Density domain bonding topology and molecular similarity measures

Abstract

A systematic description of chemical bonding and molecular shape is based on a simple density domain (DD) principle. An electronic density domain is the formal body enclosed by a molecular isodensity contour (MIDCO) surface G(a) of some density threshold a. In the Density Domain approach, chemical bonding is described by the interfacing and mutual interpenetration of local, fuzzy charge density clouds. At high density thresholds, only disjoined, local nuclear neighborhoods appear. However, at lower density thresholds the separate density domains eventually join, and gradually change into a series of topologically different bodies. By monitoring the essential topological changes of these density domains as the density threshold a is varied, a detailed description of both the bonding pattern and the molecular shape is obtained.

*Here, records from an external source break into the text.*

Issue #310, opened 2017-07-06
Introduce definition of external functions


oliver----:
We want to be able to expose a new function implemented in a cell something like
```
myfun = function(x:int, y:int)
return x+y
```

nokome:
I think that this should be a fairly high priority so that we can define built in Mini functions using this approach.

To be be able to specify the external language, and to specify the type of the return value, the syntax needs to be something like this (which is very similar to Typescript's typing syntax):
```
myfunc = function js(x:int, y:int):int
return x+y
```

Do we need to allow type specification to be optional? What are the pros/cons of making it optional or not? e.g.
```
myfunc = function js(x, y)
return x+y
```

Multiple dispatch will be very useful for keeping a tidy function namespace in Mini and should be implemented as part of this. See [src/js-context/functions/types/_multifunc.js](src/js-context/functions/types/_multifunc.js) for our current implementation of that.

nokome:
Thinking some more about how Mini function definitions would actually be defined...

A user defined R function like this

```
myfunc = function r(x:int, y:int):int
return x + y
```

Could be implemented as a Mini function in Javascript as:

```js
const myfunc = {
  name: 'myfunc',
  inputs: [
    {
      name: 'x',
      type: 'int'
    },{
      name: 'y',
      type: 'int'
    },
  ],
  output: {
    type: 'int'
  },
  language: 'r',
  code: 'return x + y'
}
```

A builtin Mini function with some additional documentation could look something like:

```js
const sum = {
  name: 'sum',
  description: 'Adds up some numbers',
  inputs: [
    {
      name: 'values',
      type: '[number]',
      description: 'The numbers to add up'
    }
  ],
  output: {
    type: 'number'
  },
  language: 'js',
  code: function(values) { return stdlib.sum(values) }
}
```

nokome:
Another proposal for moving ahead with this...

We should treat functions just like other parts of the platform and make them "first class citizens" just like `Documents` and `Sheets`. We would define a `Function` data model using an XML schema (as we are doing for `Sheets`, and will do for `Documents`) and UI components that would allow editing of functions as standalone entities along the lines of what @michael proposed [here](https://medium.com/@_mql/reproducible-science-for-people-who-dont-code-5850abe806db).

In the short term, I don't think we should do any UI for `Functions` and instead just focus on:

- defining a data model
- wrapping existing Javascript functions (e.g. from stdlib) to quickly establish functionality in Mini (although we should be careful not to rush naming!). 
[...]

PR #336, opened 2017-09-08
WIP: Functions

nokome:
Work in progress to add `Functions` as "first class citizens" just like `Documents` and `Sheets`. See #310 

This requires the `substance#improvements` branch.

Try `node make test:one -f "tests/function/functions.test.js"`


michael:
Interesting to provide multiple implementations (different languages) for one function. I wonder how we choose one implementation on execution?

nokome:
I envisage three criteria for choosing amongst implementations:

1. Availability: if you don't have an execution context capable of running an implementation (e.g. in R), then you'd have to use on of the other implementations (e.g. JS)

2. Proximity: where possible execution should be performed in the same context as the data, rather than transferring data between contexts e.g if you have a 1mil row data frame in an R context then it's better to execute `aggregate` there instead of transporting the data to the clients to run in JS

3. Efficiency: faster implementations should be preferred over slower ones. Although in most instances proximity is likely to outweigh computation speed, in some instance it may make sense to transfer whole parts of the execution graph to another, faster context.

michael:
That sounds like a smart strategy! :) Let's just try not to optimize from the start. I agree the format should allow for multiple implementations. However we could start off with always selecting the first lang, so we can push implementing that selection logic to later (could be a source of errors too).

nokome:
Yeah, totally. Just trying to get the schema to be flexible enough to allow for these types of things later, like you said "let’s try to start with something we can stick with for a while". Initially, I imagine we'll be focussing on just the one JS implementation.

nokome:
Almost completed a first iteration of this. Still to do:

- XML-based (instead of JSON based) value specifications for default parameter values, and test argument and result values

- check that implementation types are consistent with parameter types when function is defined

- compile implementation code from external files e.g. `sum.fun.xml, sum.fun.js, sum.fun.r`

- quick documentation write up

michael:
Looking good! Could you base this on the 'bloody-edge' branch? We created this one to be able to merge our experimental stuff more frequently.

nokome:
This is now rebased to `bloody-edge` branch. Add `<code include="...">` to allow for source code in external files for each implementation. In the process of simplifying the schema to make definitions less verbose. Then should be close to finalising this first round!

michael:
I'll close this PR and create a new one against bloody-edge, which you can merge once you are ready with the final iteration!

PR #351, opened 2017-09-20
Functions

michael:


src/function/FunctionDocument.js
```diff
@@ -0,0 +1,58 @@
...
+  getDocTypeParams() {
+    return FunctionSchema.getDocTypeParams()
+  }
+
+  getXMLSchema() {
+    return FunctionSchema
+  }
+
+  getRoot() {
+    return this.get('function-1')
```
oliver----: I want to allow to control ids for certain elements. So this will be better in future.

src/function/FunctionSchema.rng
```diff
@@ -15,7 +15,8 @@
       <ref name="function:description"/>
       <ref name="function:params"/>
       <ref name="function:return"/>
-      <ref name="function:source"/>
+      <ref name="function:implems"/>
```
oliver----: Maybe use the full name `<implementations>` and `<implementation>`?

src/function/FunctionDocument.js
```diff
@@ -19,30 +19,70 @@ export default class FunctionDocument extends XMLDocument {
...
+    const $implems = this.getRoot().findAll(`implem[language=${language}]`)
+    let promises = []
+    let lookup = {}
+    for (let $implem of $implems) {
+      let $types = $implem.findAll('types type')
+      let implemName = name + $types.map($type => '_' + $type.text())
+      let code = $implem.find('code').text()
+      // Define the function
+      let promise = context.defineFunction(implemName, code).then(() => {
+        // TODO Use type hierarchy to map between a possible function call signature
```
oliver----: 👍

oliver----:
I think we can move on.
Will rebase this, evaluate, and do the merge

oliver----:
I merge. Will integrate it with my Engine stuff then see how it is going.

PR #353, opened 2017-09-21
Clean up

nokome:
@michael and @oliver---- : since we are in cleanup mode I though I would address a few of the things I have been wanting to cleanup for a while as well as remove some of the dependencies related to the converters. The individual commits are relatively standalone and should be superficial - either garbage removal, renaming or moving around. If you happy with this could you merge as soon as possible, thanks!


michael:
Thanks for this!

PR #354, opened 2017-09-22
WIP: Updates to Functions

nokome:
Some improvement to `Functions` and relevant parts of `JsContext`...

- remove `option.pack` from `JsContext` methods as it is an optimisation that we identified in July as causing confusion.

- fixes and improvements for multi-language dispatch of calls

- Add descriptive elements to the schema based on [our initial work on defining functions](https://github.com/stencila/stencila/issues/310#issuecomment-326141685) which was in turn informed by things like [JsDoc](http://usejsdoc.org/) and [R function documentation](https://cran.r-project.org/doc/manuals/R-exts.html#Rd-format);

  - `<summary>` : short one sentence summary suitable for use in tooltips etc (like JsDoc `@summary`)
  - `<relateds>` : names of related functions (like JsDoc `@see`)
  - `<examples>` : examples of usage (like JsDoc `@example`)

@oliver---- : I am hoping that this will be the end of the first iteration of `Functions`. Could you review and merge. 

I will work on defining functions in https://github.com/stencila/lib and use lessons learned during that for a possible second iteration in the next 2-3 weeks.

### DIFF
--- a/index.es.js
+++ b/index.es.js
@@ -18,3 +18,4 @@ export { address, value }
 export { default as getQueryStringParam } from './src/util/getQueryStringParam'
 
 export * from './src/sheet/index.js'
+export * from './src/function/index.js'
--- a/src/contexts/JsContext.js
+++ b/src/contexts/JsContext.js
@@ -35,9 +35,7 @@ export default class JsContext extends Context {
    *
    * @override
    */
-  runCode (code = '', options = {}) {
-    const pack = (options.pack !== false)
-
+  runCode (code = '') {
     // Create a function from the code and execute it
     let error = null
     try {
@@ -61,7 +59,7 @@ export default class JsContext extends Context {
     }
 
     return Promise.resolve(
-      this._result(error, output, pack)
+      this._result(error, output)
     )
   }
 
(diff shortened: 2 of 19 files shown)


nokome:
> Maybe we need to use CDATA? could there be more cases like this?

Yes maybe. I have avoided it here (because it is so ugly :)) and am happy to use `array[string]` instead of `array<string>`. But also fine to use CDATA if you think that would be better . It will be needed for implementation code which uses the `<` symbol I suppose?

Various formal molecular fragments are regarded as fuzzy moieties of electron densities, dominated by one or several nuclei. A fuzzy fragment of the electron density involves a whole range of density values and consequently cannot be described by a single MIDCO. However, such a fuzzy fragment can be represented by a sequence of density domains. There are only a finite number of topologically different bodies of density domains within the chemically important range of density values. As a consequence, a simple, discrete, algebraic representation is possible. Molecular shape and chemical bonding between fragments of a molecule are characterized by a finite sequence of density domains for a range of density values, by the corresponding sequence of topological patterns of their mutual interpenetration, and by the resulting algebraic structure.